WHAT THIS TASK INVOLVES. Given the entries that follow, write out exactly the lines starting at the one containing "Refreshable MV: avoid" and ending at the one containing "Main znode now", both ends included, and only those.

Segment Start: DATA TO USE

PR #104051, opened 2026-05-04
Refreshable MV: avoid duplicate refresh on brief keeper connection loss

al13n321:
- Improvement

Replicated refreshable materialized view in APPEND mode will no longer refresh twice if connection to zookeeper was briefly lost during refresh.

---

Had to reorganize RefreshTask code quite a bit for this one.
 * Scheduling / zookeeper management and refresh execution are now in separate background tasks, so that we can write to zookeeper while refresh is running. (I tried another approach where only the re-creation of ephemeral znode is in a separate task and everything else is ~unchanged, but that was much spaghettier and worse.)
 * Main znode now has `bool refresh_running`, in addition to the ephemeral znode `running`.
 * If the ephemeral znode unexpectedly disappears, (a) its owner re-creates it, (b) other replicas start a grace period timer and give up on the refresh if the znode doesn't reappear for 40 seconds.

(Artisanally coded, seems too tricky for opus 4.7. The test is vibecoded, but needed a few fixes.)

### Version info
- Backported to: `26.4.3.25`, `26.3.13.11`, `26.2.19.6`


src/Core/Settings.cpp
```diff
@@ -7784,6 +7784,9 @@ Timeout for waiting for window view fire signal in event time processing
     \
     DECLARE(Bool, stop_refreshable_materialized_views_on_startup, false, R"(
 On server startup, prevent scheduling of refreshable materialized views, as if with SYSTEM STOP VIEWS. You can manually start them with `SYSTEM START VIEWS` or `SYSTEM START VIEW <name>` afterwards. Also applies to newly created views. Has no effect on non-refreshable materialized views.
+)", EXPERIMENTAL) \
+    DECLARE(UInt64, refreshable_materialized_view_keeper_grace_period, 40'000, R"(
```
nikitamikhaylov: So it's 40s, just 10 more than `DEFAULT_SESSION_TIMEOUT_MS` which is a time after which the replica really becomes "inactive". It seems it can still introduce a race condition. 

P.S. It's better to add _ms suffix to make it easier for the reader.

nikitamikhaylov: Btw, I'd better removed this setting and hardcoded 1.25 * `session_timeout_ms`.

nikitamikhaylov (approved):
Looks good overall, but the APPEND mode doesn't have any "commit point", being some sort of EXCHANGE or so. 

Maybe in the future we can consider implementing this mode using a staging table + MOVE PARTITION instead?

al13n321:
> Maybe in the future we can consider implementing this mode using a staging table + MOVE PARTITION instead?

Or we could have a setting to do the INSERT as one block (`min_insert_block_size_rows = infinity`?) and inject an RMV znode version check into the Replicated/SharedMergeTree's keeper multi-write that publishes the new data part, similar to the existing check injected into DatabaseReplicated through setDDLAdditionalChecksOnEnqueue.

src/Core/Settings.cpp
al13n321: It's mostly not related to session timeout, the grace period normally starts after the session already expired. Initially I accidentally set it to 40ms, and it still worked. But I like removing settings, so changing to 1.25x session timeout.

Segment End: DATA TO USE
Segment Start: DATA TO USE

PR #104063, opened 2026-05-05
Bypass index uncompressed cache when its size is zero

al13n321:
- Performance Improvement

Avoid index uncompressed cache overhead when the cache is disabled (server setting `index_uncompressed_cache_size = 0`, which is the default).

Segment End: DATA TO USE

FINISHED EXERCISE.
Refreshable MV: avoid duplicate refresh on brief keeper connection loss

al13n321:
- Improvement

Replicated refreshable materialized view in APPEND mode will no longer refresh twice if connection to zookeeper was briefly lost during refresh.

---

Had to reorganize RefreshTask code quite a bit for this one.
 * Scheduling / zookeeper management and refresh execution are now in separate background tasks, so that we can write to zookeeper while refresh is running. (I tried another approach where only the re-creation of ephemeral znode is in a separate task and everything else is ~unchanged, but that was much spaghettier and worse.)
 * Main znode now has `bool refresh_running`, in addition to the ephemeral znode `running`.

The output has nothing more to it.